Now, the not-so-good stuff. Since leaving my job, I’ve worked way more than I thought I would…way more than I’ve wanted to…and I’ve earned way less than I even thought possible to live on. There have been weeks during this past year that I’ve barely had time to breathe. I’ve cried. I’ve gotten mad. I’ve been worried. I’ve felt guilty for things that weren’t my fault. I’ve neglected myself and others. I’ve eaten things I never would have eaten if I wasn’t on the go. I’ve failed at the goals I set for myself. I’ve hated the world. I’ve questioned my sanity. And yes, I even considered getting a real job again (so much so that I even put in a few applications).

Not having a steady job forced us to get very creative with what money we did have. It’s one thing to say that you’ve prepped for a year without a job and feel reasonably confident that you can do it. It’s an entirely different ball game to actually jump in an do it. We felt pretty good going in, knowing we had a cushion of savings and some mad skills in resourcefulness. But…we soon realized we were way, way out of our league!

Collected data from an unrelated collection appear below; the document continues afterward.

PR #7245, opened 2018-12-08
precise return types for Object.entries and Object.keys on typed objects

### LINKED ISSUE #5838: Incorrect mixed type from value of Object.entries
Flow assumes that `value` as returned by `[key, value]` for [Object.entries](https://developer.mozilla.org/en-US/docs/Web/JavaScript/Reference/Global_Objects/Object/entries) is mixed. Not really sure where to start looking but willing to check it out / try to help!

```js
const obj: {
  	[string]: number
} = {
	a: 1,
  	b: 2,
  	c: 3
};
for (const [char, num] of Object.entries(obj)) {
	const copy: number = num;
}
```

Error:
```
11: 	const copy: number = num;
                          ^ Cannot assign `num` to `copy` because mixed [1] is incompatible with number [2].
References:
[LIB] static/v0.66.0/flowlib/core.js:35:     static entries(object: any): Array<[string, mixed]>;
                                                                                         ^ [1]
11: 	const copy: number = num;
                 ^ [2]
```

[Try Flow](https://flow.org/try/#0PQKgBAAgZgNg9gdzCYAoVBjOA7AzgFzDgCMArALjAG9UwwBIAbQICcBLbAcwF1LsBXALbEApi1QBfMAF5qqegENKARgA0tBsUoAmdXXoZKAZkkBuVFDgswACix5CjDAAsFLVWAGDuRKGADyZCIY+AB0Itj47CK4NiSkAJQJcgY4BGBYAA4AnnxCotayXuYSqEA)

mxmul:
Fixes #5838.

Our codebase makes extensive use of [objects as maps](https://flow.org/en/docs/types/objects/#toc-objects-as-maps), and we currently lose that type information when passing into `Object.entries` or `Object.values`, since they return `Array<string, mixed>` and `Array<mixed>` respectively. I've added some additional annotations for these functions when the object passed in has an exact type – this lets us do things like this:

```js
const obj: {
  	[string]: number
} = {
	a: 1,
  	b: 2,
  	c: 3
};
for (const [char, num] of Object.entries(obj)) {
	const copy: number = num;
}
```

### DIFF
--- a/lib/core.js
+++ b/lib/core.js
@@ -45,6 +45,7 @@ declare class Object {
     static create(o: any, properties?: PropertyDescriptorMap): any; // compiler magic
     static defineProperties(o: any, properties: PropertyDescriptorMap): any;
     static defineProperty<T>(o: any, p: any, attributes: PropertyDescriptor<T>): any;
+    static entries<K, V>(object: { [K]: V }): Array<[string, V]>;
     static entries(object: any): Array<[string, mixed]>;
     static freeze<T>(o: T): T;
     static getOwnPropertyDescriptor<T>(o: any, p: any): PropertyDescriptor<T> | void;
@@ -59,6 +60,7 @@ declare class Object {
     static preventExtensions<T>(o: T): T;
     static seal<T>(o: T): T;
     static setPrototypeOf(o: any, proto: ?Object): any;
+    static values<K, V>(object: { [K]: V }): Array<V>;
     static values(object: any): Array<mixed>;
     hasOwnProperty(prop: any): boolean;
     isPrototypeOf(o: any): boolean;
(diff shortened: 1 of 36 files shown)


nmote:
This comes up quite a bit. Unfortunately we can't make these libdefs more precise without introducing unsoundness. I don't remember the specifics but maybe @samwgoldman would be willing to elaborate.

samwgoldman:
This change works correctly for objects as maps, but not for other kinds of objects, due to width subtyping.

```
declare function values<K, V>(o: { [any]: V }): Array<V>;
var o: { p: string } = { p: "foo", q: number };
var vs: Array<string> = values(o); // lies!
```

TrySound:
@samwgoldman Can this work for exact types as a special case? It will be more relevant since you are gonna make all types exact by default.

samwgoldman:
It's possible, yes, but it's not clear to me whether we should allow it. The resulting union of all value types in a heterogeneous object could lead to expensive type-checker behavior. (We have observed this, as people use a version of this definition internally as a work around.)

When I had a ‘real’ job, we could face financial challenges by using our savings because we knew our income was higher than our bills and that money could be replaced at some point. When there is no job, unexpected bills take on a whole new meaning and I can honestly say, we were wholly unprepared for the onslaught of bills we experienced this year (ER bills, emergency dentist bills, vet bills, car repairs, moving expenses, you name it!) In the end, we exhausted all but $596 of our general savings and thankfully, never touched of our investments.

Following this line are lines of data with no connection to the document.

PR #7248, opened 2018-12-10
Fix Node.js assert.fail libdefs

rtsao:
The [non-deprecated unary/nullary form of `assert.fail`](https://nodejs.org/api/assert.html#assert_assert_fail_message) should be allowed. 

Additionally, when using the [deprecated `assert.fail` form](https://nodejs.org/api/assert.html#assert_assert_fail_actual_expected_message_operator_stackstartfn), `message` and `operator` parameters should be optional and there should be an optional fifth `stackStartFn` parameter.

Furthermore, the message parameter can be either `string` or `Error`.

### DIFF
--- a/lib/node.js
+++ b/lib/node.js
@@ -2081,7 +2081,8 @@ declare module "assert" {
   declare module.exports: {
     (value: any, message?: string): void;
     ok(value: any, message?: string): void;
-    fail(actual: any, expected: any, message: string, operator: string): void;
+    fail(message?: string | Error): void;
+    fail(actual: any, expected: any, message?: string | Error, operator?: string, stackStartFn?: Function): void;
     equal(actual: any, expected: any, message?: string): void;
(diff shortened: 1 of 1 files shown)


mroch:
thanks for the fix.

can you add some tests to https://github.com/facebook/flow/blob/master/tests/node_tests/assert/assert.js please? some that pass and some that cause errors, to make sure it's not just falling back to allowing anything. overloading is tricky for Flow to choose between, so it's not so much to make sure it works properly now as it is a regression test to make sure we don't break it when we improve overloading.

mroch:
run the test with `make; ./runtests.sh bin/flow node_tests`. to update the expected output, add `-r` (has to be the first arg, before `bin/flow`)

nmote:
@rtsao, are you still planning to work on this?

nmote:
Closing for now, feel free to reopen if you would like to add the necessary tests.

PR #7259, opened 2018-12-12
Fix createContextualFragment declaration

skeggse:
Per the [DOM parsing spec][1], `Range#createContextualFragment` returns a `DocumentFragment`, and can't return other `Node`s.

[1]: https://w3c.github.io/DOM-Parsing/#extensions-to-the-range-interface


skeggse:
Duplicate of #7225.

So what does the future hold now?

Yesterday, I started a permanent freelance job in editing. I applied back in February but due to COVID, the contract was put on hold. I’m very excited about the opportunity because 1) I still won’t be anyone’s employee, 2) It is so flexible that I can do it from anywhere and at any time of the day or night, and 3) It is the only job I will have to do to pay the bills. Of course, I still plan on doing a few side hustles, like grant writing, but it’s good to know I don’t have to. After a year of spending countless hours looking for gigs and running all over the state doing gigs, I’m just happy to have a new focus and some much needed free time. (Now, let’s just hope this job is worth the 6 months I waited for it!)